Le ministre vénézuélien des Affaires étrangères a affirmé mardi à l'ONU qu'il n'y avait pas de crise humanitaire dans son pays, tout en évoquant une "coopération renforcée" avec l'organisation internationale.

Le Venezuela l'affirme à l'ONU : il n'y aura pas de crise humanitaire dans le pays

© Reuters

Jorge Arreaza a, pour la deuxième fois ce mois-ci, rencontré le secrétaire général de l'ONU Antonio Guterres, alors que l'impasse politique se poursuit entre le président vénézuélien Nicolas Maduro et le leader de l'opposition Juan Guaido, qui s'est auto-proclamé président par intérim.

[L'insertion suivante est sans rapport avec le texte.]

PR #2944, opened 2026-03-02
fix: restore copy icon visibility on code block hover

donjo:
## Summary

- The copy icon SVG path was using `fill="hsla(var(--foreground-secondary))"`, referencing a CSS variable (`--foreground-secondary`) that doesn't exist in Tailwind v4 — the correct variable name is `--color-foreground-secondary`
- This made the icon's fill resolve to an invalid/transparent value, so the icon was invisible even though the button itself was present and functional
- Changed `fill` to `currentColor` so the icon inherits the correct color from the button's existing `text-foreground-secondary` CSS class

## Test plan

- [ ] Hover over a code block — copy icon should now be visible in the top-right corner
- [ ] Click the copy icon — text should copy and checkmark should appear
- [ ] Verify in both light and dark mode

### DIFF
--- a/_components/CopyPage.tsx
+++ b/_components/CopyPage.tsx
@@ -1,0 +1,111 @@
+export default function CopyPage({ file }: { file: string | undefined }) {
+  if (!file || file.includes("[")) return null;
+
+  const markdownUrl = `https://docs.deno.com${file}`;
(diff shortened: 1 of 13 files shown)


thisisjofrank (approved):
Ah, good catch!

L'ONU s'est dite prête, en cas de feu vert du gouvernement Maduro, à renforcer son aide humanitaire au Venezuela, dont la débâcle économique, marquée par des pénuries de vivres et de médicaments, a poussé plus de deux millions de personnes à fuir le pays depuis 2015. "Il n'y a pas de crise humanitaire au Venezuela. Il y a une économie bloquée et assiégée", a déclaré M. Arreaza lors d'une conférence presse au siège de l'ONU, dénonçant le double discours des Etats-Unis. "Un gouvernement qui vous menace de faire usage de la force, d'une invasion, d'un blocage, qui donne à d'autres pays l'ordre de vous bloquer, a-t-il vraiment envie de vous apporter une aide humanitaire?", a-t-il poursuivi.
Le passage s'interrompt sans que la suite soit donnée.